Replying to [comment:18 cnassau]:
> > Should I remove the previous patch? Then we won't have to specify
> > which patch to apply.
Done.
> This is really an issue with {{{sage.misc.fpickle}}}: the function "``n
-> Permutations(n)``" can be pickled, but the unpickled version has
forgotten the default value of the second argument of
{{{Permutations(n,k)}}}:
> ...
I see!
Yes, this is definitely a misfeature with sage.misc.fpickle. It should
be fixed to use standard pickling when it can (e.g. for a function
defined in a library). And it should return something that can be
unpickled with a plain loads.
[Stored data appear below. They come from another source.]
PR #811, opened 2022-05-03
chore(configs): add eslint rule for curly braces presence

MariaJose:
## What?

Add eslint rule for curly braces presence.
Reference: https://github.com/jsx-eslint/eslint-plugin-react/blob/master/docs/rules/jsx-curly-brace-presence.md

## Why?
Prevent using curly braces when adding a string as a value in a prop.

Screen Shot 2022-05-03 at 2 01 12 PM

### DIFF
--- a/.eslintrc.js
+++ b/.eslintrc.js
@@ -32,6 +32,7 @@ module.exports = {
     '@typescript-eslint/no-use-before-define': 'off',
     'no-console': 'warn',
     'react/display-name': 'off',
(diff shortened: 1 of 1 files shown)


MariaJose:
Note: Not longer necessary. I'll close this PR soon

MariaJose:
Adding rule in here: https://github.com/bigcommerce/eslint-config/pull/171

PR #819, opened 2022-05-10
fix(docs): fix typo in DropdownPropTable

exeDog:
## What?

Fix typo in DropDown props doc page.

## Why?

'text' was printed twice on screen under Dropdown[DropdownItem].

## Testing/Proof

Before
 
image

After

image


packages/docs/PropTables/DropdownPropTable.tsx
```diff
@@ -132,8 +132,7 @@ const dropdownItemProps: Prop[] = [
   },
   {
     name: 'type',
-    types: "'text'",
-    defaultValue: "'text'",
+    types: 'text',
```
chanceaclark, line 135: I think we still want the `'` around this since it's referring to an enum value.
```suggestion
    types: "'text'",
```

chanceaclark (approved):

jorgemoya (approved):

bc-andreadao (approved):

PR #850, opened 2022-06-01
chore: bump React dependencies

jorgemoya:
## What
Bump react to v18 and related dependencies.

## Issues
- I had to recreate `yarn.lock` to make my environment work. Seemed to be a common issue with bumping react types.
- I couldn't use latest `react-datepicker` because it was breaking jest.
- I found an issue with `Datepicker` (manually entering the date won't do anything).


packages/big-design/src/components/Button/spec.tsx
```diff
@@ -189,19 +189,6 @@ describe('isLoading', () => {
...
-      <Button isLoading={true} onClick={mockClickHandler}>
-        Button
-      </Button>,
-    );
-
-    userEvent.click(screen.getByRole('button'), undefined, { skipPointerEventsCheck: true });
-
-    expect(mockClickHandler).not.toHaveBeenCalled();
-  });
-
```
jorgemoya, line 204: Removed because `skipPointerEventsCheck` is no longer a thing (?? not sure about this), so it would error out.

packages/big-design/src/components/Counter/spec.tsx
```diff
@@ -261,7 +262,7 @@ test('value increases and decreases with arrow keypresses', () => {
   const { getByDisplayValue } = render(counterMock(requiredAttributes));
 
   const counter = getByDisplayValue('5') as HTMLInputElement;
-  counter.focus();
+  act(() => counter.focus());
```
jorgemoya, line 265: Wrapping in `act` was easier fix, we could potentially update this file to use `userEvent`.

packages/big-design/src/components/Datepicker/spec.tsx
```diff
@@ -60,39 +60,33 @@ test('renders select label', () => {
...
 
-  fireEvent.input(input as HTMLInputElement, {
-    target: {
-      value: dateString,
-    },
-  });
+  await userEvent.type(input as HTMLInputElement, dateString);
 
-  expect(changeFunction).not.toBeCalled();
+  expect(changeFunction).toBeCalled();
```
jorgemoya, line 89: This is a big issue. Our `Datepicker` component doesn't update date when entered manually in my local environment, but on tests it looks like it does. Will open a github issue for this.

packages/big-design/src/components/Modal/spec.tsx
```diff
@@ -263,11 +263,11 @@ test('renders destructive action button', () => {
 
 test('unmounts appropriately', () => {
   const onClick = jest.fn();
-  const { getByTestId, rerender, unmount } = render(<Modal isOpen={true} />);
+  const { getByTestId, unmount } = render(<Modal isOpen={true} />);
 
   unmount();
 
-  rerender(
+  render(
```
jorgemoya, line 270: I was getting this error when rerendering: `Cannot update an unmounted root.`.

packages/big-design/src/components/Datepicker/spec.tsx
jorgemoya: #852

packages/big-design/src/components/Button/spec.tsx
chanceaclark: Could we just get rid of the `{ skipPointerEventsCheck: true }` object instead of the test?

packages/big-design/src/components/Counter/spec.tsx
chanceaclark: Could you add a `TODO` comment here so we know to come back around to it?

packages/big-design/src/components/Table/DataCell/DataCell.tsx
```diff
@@ -6,6 +6,7 @@ import { StyledTableDataCell, StyledTableDataCheckbox } from './styled';
 
 export interface DataCellProps extends TableHTMLAttributes<HTMLTableCellElement>, TableColumnDisplayProps {
   align?: 'left' | 'center' | 'right';
+  children: React.ReactNode;
```
chanceaclark, line 9:
```suggestion
  children?: React.ReactNode;
```

packages/docs/components/CodePreview/CodePreview.tsx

And, as mentioned in the code of family
it should be registered to copy_reg so that it would be called
automatically by dumps without needing to pollute one's code (like
family) with it. Would you be so kind as to open a ticket about this
if there is not already one?
In order to separate the two issues, what about changing the failing
examples to use Partitions (which pickles smoothly), rather than
making it more complicated with some workaround that won't be needed
hopefully sometime soon, and is not vital for most users?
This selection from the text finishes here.